> _Listed entries_

Issue #1138, opened 2023-05-04
Pods are not getting evicted on "RemovePodsViolatingTopologySpreadConstraint"


JohnMops:
**What version of descheduler are you using?**

descheduler version: 1.26

**Does this issue reproduce with the latest release?**
yes

**Which descheduler CLI options are you using?**
no CLI

**Please provide a copy of your descheduler policy config file**
```
apiVersion: "descheduler/v1alpha1"
kind: "DeschedulerPolicy"
strategies:
  RemovePodsViolatingTopologySpreadConstraint:
    enabled: true
    params:
      includeSoftConstraints: false
      namespaces:
        include:
        - assets
      nodeFit: false
```

**What k8s version are you using (`kubectl version`)?**
v1.24.10

**What did you do?**

1. Deployment has the following: 

```
topologySpreadConstraints:
    - maxSkew: 1
      topologyKey: topology.kubernetes.io/zone
      whenUnsatisfiable: DoNotSchedule
      labelSelector:
        matchLabels:
          app: nginx
```

2. Also has nodeSelector and tolerations
3. GKE node autoprovisioner is used to scale new nodes according to node selector and tolerations
4. When the AZs are not balanced, descheduler throws: 

"ignoring pod for eviction as it does not fit on any other node" pod="assets/nginx-55b564d9d-77k8d"
even though nodeFit is set to "false"

**What did you expect to see?**
I expect the pod viloating the topology spread to be evicted , rescheduled and for node auto provisioner to pick it up and do its job

**What did you see instead?**
Pods remain untouched with the "ignoring pod for eviction as it does not fit on any other node" pod="assets/nginx-55b564d9d-77k8d" message in the descheduler pod logs.

damemi:
Hi @JohnMops, this message comes from the strategy directly when it checks if the Pod would end up scheduled back onto the same node due to a hard node selector or affinity (see this comment in the code for some more details: https://github.com/kubernetes-sigs/descheduler/blob/eeafdb253a340f1d0fc4f272c304924a2b089e5b/pkg/framework/plugins/removepodsviolatingtopologyspreadconstraint/topologyspreadconstraint.go#L331-L335). It's independent of the nodeFit check since it's directly related to the strategy

Could you share the full Pod yaml? You mentioned it has a nodeSelector and tolerations so that might be the issue.

JohnMops:
@damemi 

Thx for the reply. 

If this is the case then descheduler is not really right for us. 
[...]

PR #1148, opened 2023-05-15
removepodsviolatingtopologyspreadconstraint: implement explicit constraints

### LINKED ISSUE #1123: RemovePodsViolatingTopologySpreadConstraints different setting for constraints

We would to define a different behavior for TopologySpreadConstraints when it's `DoNotSchedule` vs `ScheduleAnyway`.

This is because `DoNotSchedule` triggers a scale-up with cluster autoscaler, but `ScheduleAnyway` does not.
As a result, I do not want to do a `nodeFit` for `DoNotSchedule` but want it enabled for `ScheduleAnyway`.

Ideally we change the Descheduler config API to allow for granular constraints filter.
```
profiles:
  - name: Soft
    pluginConfig:
    - name: "DefaultEvictor"
    - name: "RemovePodsViolatingTopologySpreadConstraint"
      args:
        constraints:
          - "ScheduleAnyway"
        # make sure there is capacity before evicting, otherwise scheduler will just put it back on the same node
        nodeFit: true 
  - name: Hard
    pluginConfig:
    - name: "DefaultEvictor"
    - name: "RemovePodsViolatingTopologySpreadConstraint"
      args:
        constraints:
          - "DoNotSchedule"
        # do not perform a nodeFit to ensure that cluster-autoscaler does a scale-up when it sees failedscheduling
        nodeFit: false
```

We can also deprecate `includeSoftConstraints` arg, enable it when `args.constraints` includes `ScheduleAnyway` and eventually remove it in the next API.

I cannot run two separate profiles or two separate descheduler instances, because there is no way to disable the hard constraint.

descheduler version: 0.24.x but plan on upgrading to 0.26.0

**Additional context**

a7i:
closes #1123 and #1138


knelasevero:
Maybe we should call this internal nodeFit something different? Like we did for `EvictableNamespaces` in the nodeutilization stratedies?

a7i:
> Maybe we should call this internal nodeFit something different? Like we did for EvictableNamespaces in the nodeutilization stratedies?

@knelasevero Yes, I like that idea. But this will be a change in behavior for users going forward, given that we always did "nodeFit" for nodesBelowAverage when balancing domains. Are we ok with that?

knelasevero:
> > Maybe we should call this internal nodeFit something different? Like we did for EvictableNamespaces in the nodeutilization stratedies?
> 
> @knelasevero Yes, I like that idea. Would `topologyBalanceNodeFit` be ok?

Sounds good to me. @damemi @ingvagabund , WDYT?

pkg/framework/plugins/removepodsviolatingtopologyspreadconstraint/types.go
```diff
@@ -28,7 +28,11 @@ import (
...
-	Namespaces             *api.Namespaces       `json:"namespaces"`
-	LabelSelector          *metav1.LabelSelector `json:"labelSelector"`
-	IncludeSoftConstraints bool                  `json:"includeSoftConstraints"`
+	Namespaces    *api.Namespaces       `json:"namespaces"`
+	LabelSelector *metav1.LabelSelector `json:"labelSelector"`
+	Constraints   []string              `json:"constraints"`
+	NodeFit       *bool                 `json:"nodeFit,omitempty"`
+
+	// Deprecated: use Constraints list instead
+	IncludeSoftConstraints bool `json:"includeSoftConstraints"`
```
ingvagabund, line 37: v1alpha2 is not out yet officially so it is ok to drop the arg completely an implement the conversion from v1alpha1 -> v1alpha2

ingvagabund:
> Sounds good to me. @damemi @ingvagabund , WDYT?

Making it configurable is reasonable. The semantics of nodeFit before eviction and right before eviction is not clear here. The original intent of the nodeFit here was to evict pods that can be scheduled to a different node to avoid evicting a pod that lands back on the same node. Thus, helping to improve the skew. The case where a new node can be provisioned as a reaction to eviction was not considered during the implementation. For that, we should not always assume a node pool is static.

> Would topologyBalanceNodeFit be ok?

Both `RemovePodsViolatingTopologySpreadConstraint` and `DefaultEvictor` invoke the same `PodFitsAnyOtherNode` function. Nevertheless, that can change in the future as one can enable a different implementation of `PreEvictionFilter` extension point once the descheduling framework is offcially out. The conditions for when a pod is not suitable for evicting wrt. TopologySpreadConstraint can diverge from what it means for the default evictor to fail to fit another node. E.g. a pod can be evicted to re-balance when an autoscaler is enabled (`RemovePodsViolatingTopologySpreadConstraint`). Vs. a pod can not be evicted since a node can not be autoscaled between 10pm and 6am (custom implementation of the `DefaultEvictor` plugin).

We can probably completely omit the nodeFit keyword part. On the other hand when we expose the possibility to ignore nodeFit conditions, do we know which specific condition is actually causing limitation? Based on https://github.com/kubernetes-sigs/descheduler/issues/1138 there's no existing node because:
- pods does not match a node selector
- taints are not tolerated
- insufficient resources
- no schedulable node
Q is whether we wanna expose this level of detail. Or create groups of conditions that can be enabled/disabled as a whole unit. Providing an argument to completely disable NodeFit seems reasonable. On the other hand what if we get a request to disable/enable a specific condition mentioned in the list? One might want to test for `pods does not match a node selector` and `taints are not tolerated` and ignore `insufficient resources` so the autoscaler can actually kick in only when insufficient resources scenario is on instead of evicting a pod and poke autoscaler just because a taint is not tolerated (for a good reason when it's preferable to pick a different pod for eviction which e.g. still can fit into one of the existing nodes).

a7i:
@ingvagabund thanks for your review.

> The semantics of nodeFit before eviction and right before eviction is not clear here. The original intent of the nodeFit here was to evict pods that can be scheduled to a different node to avoid evicting a pod that lands back on the same node.

The intention of nodeFit when balancing domains is to calculate the spread/skew given the "fit" constraints. This is particularly helpful for a best-effort constraint such as "ScheduleAnyway".


> Both RemovePodsViolatingTopologySpreadConstraint and DefaultEvictor invoke the same PodFitsAnyOtherNode function

RemovePodsViolatingTopologySpreadConstraint only considers *nodesBelowAverage* for NodeFit because when balancing domains, it should only consider nodes that can help the skew. Default Evictor considers *all available* nodes.


> Q is whether we wanna expose this level of detail.

I had created an Issue for NodeFit Specs to be able to provide that level of detail. We can move the discussion there: https://github.com/kubernetes-sigs/descheduler/issues/1149

>  also better to split this PR into two.

Generally, I would agree. However, for my particular use-case, it only helps if both args are available. If it's rolled back, then might as well roll it all back because just one wouldn't satisfy my use cases.

As described in the PR, my use-cases are:
- I need a "Just ScheduleAnyway" that takes nodeFit into account. For this, if nodeFit is not taken into account when balancing domains, then Scheduler will just put it back on the same node.

- I need a just "DoNotSchedule". While this is already possible, nodeFit when balancing domains is not configurable. Hence why I need the nodeFit arg for when balancing domains. i.e. do not perform a nodeFit to force Cluster-Autoscaler to do a scale-up.

knelasevero:
I think we can have a single PR, however, with 2 commits. Not saying we would revert a single commit, and leave it at that. We might revert a single one and still pursue this use case in a different approach taking advantage of the first commit. Or revert both. Still makes sense to separate it.

Would #1149 discussion make this PR obsolete? Maybe we should have a proper design proposal for all our nodeFit "problems"? There are a few issues on that topic

a7i:
@ingvagabund @knelasevero Thank you for your feedback ❤️ 

- Split to two commits
- Changed `nodeFit` to `topologyBalanceNodeFit`
- Removed `includeSoftConstraints` from `v1alpha2` api

Look forward to your feedback

pkg/framework/plugins/removepodsviolatingtopologyspreadconstraint/types.go
```diff
@@ -31,4 +31,5 @@ type RemovePodsViolatingTopologySpreadConstraintArgs struct {
 	Namespaces             *api.Namespaces       `json:"namespaces"`
 	LabelSelector          *metav1.LabelSelector `json:"labelSelector"`
 	IncludeSoftConstraints bool                  `json:"includeSoftConstraints"`
+	TopologyBalanceNodeFit *bool                 `json:"TopologyBalanceNodeFit"`
```
ingvagabund: How about?
```json
RemovePodsViolatingTopologySpreadConstraintArgs:
- TopologyBalanceNodeFit: [] // empty field -> fall back to defaults which is a subject to change
- TopologyBalanceNodeFit: [""] // empty string -> disable the node fit checks
- TopologyBalanceNodeFit: ["Cond1", ..., "CondN"] // arbitrary list of enabled conditions (implemented later)
```

```go
type NodeFitConditions string

var (
	NoCondition NodeFitConditions = ""
)
```

Alternatively, `""` can be replaced with `"NoCheck"` or similar string which if specified will be the only valid item in the list.

a7i: I was under the impression that we will handle NodeFit Spec in a subsequent design/PR. But given that, perhaps we should design/implement that first.

ingvagabund: This is more like a middle step so once the NodeFit is refined the API of `TopologyBalanceNodeFit` does not need to change. It will "just" get extended with additional enums.

ingvagabund:
As discussed on the community meeting, let's keep the new `TopologyBalanceNodeFit` argument for v1alpha2 and deprecate it in v1alpha3.
/approve
/lgtm

MarcPow:
@a7i @damemi - Why is this change being held?  My teams also have the auto-scaler scenario in #1138.  I'd dearly love to get a fix in place for this.

a7i:
> @a7i @damemi - Why is this change being held? My teams also have the auto-scaler scenario in #1138. I'd dearly love to get a fix in place for this.

My apologies, let me address the casing issue real quick:
```
	TopologyBalanceNodeFit *bool                 `json:"TopologyBalanceNodeFit"`
```
to:
```
	TopologyBalanceNodeFit *bool                 `json:"topologyBalanceNodeFit"`
```

a7i:
fyi, we just tested this in our cluster, and this is the config that worked for us:

```
  profiles:
    - name: fit # nodefit enabled plugins
      pluginConfig:
        - name: DefaultEvictor
          args:
            nodeFit: true
          args:
            constraints:
            - ScheduleAnyway
      plugins:
        balance:
          enabled:
            - RemovePodsViolatingTopologySpreadConstraint

    - name: nofit # plugins without nodefit (e.g. force scale-up with cluster-autoscaler)
      pluginConfig:
        - name: "DefaultEvictor"
          args:
            nodeFit: false
          args:
            constraints:
            - DoNotSchedule
            topologyBalanceNodeFit: false
      plugins:
        balance:
          enabled:
            - RemovePodsViolatingTopologySpreadConstraint
```

ingvagabund:
@a7i file conflict :(

PR #1151, opened 2023-05-16
helm: ability to override command and args. set args inline

a7i:
1. ability to override comand and args from helm value. for example we pipe certain commands and as a result, we're using kustomize to patch it since helm doesn't provide the cmd/args values
2. set args inline to make booleans work.
  `$key=$value` as opposed to:
  ```
  - --key
  - value
  ```
  
  Currently this is failing for me:
  ```
  - --dry-run
  - false # this is an issue
  ```
  
  but this works:
  ```
  - --dry-run=false
  ```


damemi (commented):
/approve
this should have a helm chart version bump too

JaneLiuL (commented):
/lgtm

PR #1157, opened 2023-05-25
Fix plugin arg copy

a7i:
merge https://github.com/kubernetes-sigs/descheduler/pull/1143 for v0.27.1 patch


a7i:
/cc @damemi 

should I have only cherry-picked the commit to release-1.27?

PR #1158, opened 2023-05-25
fix plugin arg conversion when using multiple profiles with same plugin

a7i:
cherry-pick commit "fix plugin arg conversion when using multiple profiles with same plugin" to release-1.27


damemi (commented):
/approve

JaneLiuL (commented):
/lgtm
thanks @a7i  for your contribution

> _Try it_
Check each line above for the string "Sounds" and copy the ones that have it.

> _Final answer_
Sounds good to me. @damemi @ingvagabund , WDYT?
> Sounds good to me. @damemi @ingvagabund , WDYT?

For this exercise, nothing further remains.